I know a good number of you live in the LL area. I need some insight into what area of the lake should the wife and I purchase a weekend / vacation home. We have looked at a number of waterfront homes and have sort of narrowed it down to 3-4 located in the Trinity, Onalaska, Coldspring, and Pointblank. All are similar in size, amenities and price. My question is are there any advantage of any of these locations over the others with everything (house/property) being equal? Also I'm not too concerned as to the distance to primary home as it's not that big of a consideration in the mix.


----------



## fishinganimal (Mar 30, 2006)

It really depends on what type of amenities you want by you.
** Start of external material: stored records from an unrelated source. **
PR #3175, opened 2021-06-22
DOCS-#3168: Fix inconsistencies in the `modin.config` docs

### LINKED ISSUE #3168: Fix inconsistencies in the `modin.config` docs
Comments https://github.com/modin-project/modin/pull/3129#discussion_r655444346 and https://github.com/modin-project/modin/pull/3129#discussion_r655445196 should be addressed.

amyskov:

## What do these changes do?

- [x] passes `flake8 modin`
- [x] Resolves #3168  

### DIFF
--- a/modin/config/__main__.py
+++ b/modin/config/__main__.py
@@ -56,7 +56,7 @@ def export_config_help(filename: str):
         if isinstance(obj, type) and issubclass(obj, Parameter) and not obj.is_abstract:
             data = {
                 "Config Name": obj.__name__,
-                "Env. Variable Name": obj.varname,
+                "Env. Variable Name": getattr(obj, "varname", None),
                 "Default Value": obj._get_default()
                 if obj.__name__ != "RayRedisPassword"
                 else "random string",
@@ -71,7 +71,7 @@ def export_config_help(filename: str):
 if __name__ == "__main__":
     parser = argparse.ArgumentParser()
     parser.add_argument(
-        "-export_path",
+        "--export_path",
         dest="export_path",
         type=str,
         required=False,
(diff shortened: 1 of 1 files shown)


modin/config/__main__.py
```diff
@@ -71,7 +71,7 @@ def export_config_help(filename: str):
 if __name__ == "__main__":
     parser = argparse.ArgumentParser()
     parser.add_argument(
-        "-export_path",
+        "--export_path",
```
vnlitvinov, line 74:
```suggestion
        "--export-path",
```
plus note that you should change the calling line in `conf.py` now, otherwise the variables' table won't be regenerated properly

modin/config/__main__.py
```diff
@@ -56,7 +56,7 @@ def export_config_help(filename: str):
         if isinstance(obj, type) and issubclass(obj, Parameter) and not obj.is_abstract:
             data = {
                 "Config Name": obj.__name__,
-                "Env. Variable Name": obj.varname,
+                "Env. Variable Name": getattr(obj, "varname", None),
```
vnlitvinov, line 59:
```suggestion
                "Env. Variable Name": getattr(obj, "varname", "not backed by environment"),
```

vnlitvinov (changes requested):

modin/config/__main__.py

Keep in mind we have a S/SE wind the majority of the time so keep that in mind with the waterfront wave action.


----------



## Ducktracker (Aug 1, 2011)

I think it really depends on where you like to fish at. As you can see the lake can be a beast at times. Also if you like to go to certain stores or restaurants you might want to be close by. Good luck


Good fishing to all!


----------



## Sunbeam (Feb 24, 2009)

Polk county taxes plus the Onalaska school district taxes makes the area on the southeast side of the lake very dear property. I have three friends on the Polk county portion of the lake that are being forced to sell because they can no longer bear the taxes.
If you are talking about water front beware of the south southwest winds on the main body of the lake. Those bulkheads cost mega bucks to repair or replace. 
The more sheltered areas in Kickapoo, Whiterock or the main river above Sebastopol are my favorite areas. The main draw back is during the heavy rain periods they muddy up quicker than the main lake. 
The fishing for species other than striped bass and white bass is much better in the creek and river areas.
Plus much better wildlife viewing both on or off the water.
But as I first stated please check with the local county tax offices before you commit.
All you need is the local 911 address of the property to inquire.


----------



## Whitebassfisher (May 4, 2007)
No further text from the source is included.